Please state how many lines below include the word "snapshots"; the reply should be the number only.
---*---
PR #611, opened 2026-07-08
fix(eve): protect nitro-referenced dev snapshots

iroiro147:
## Summary

- protect stale dev-runtime snapshots that are still referenced by generated `.eve/nitro` artifacts
- keep existing pointer and active workflow-data protections intact while allowing unrelated stale snapshots to prune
---*---
# OUTPUT OF THE EXERCISE
3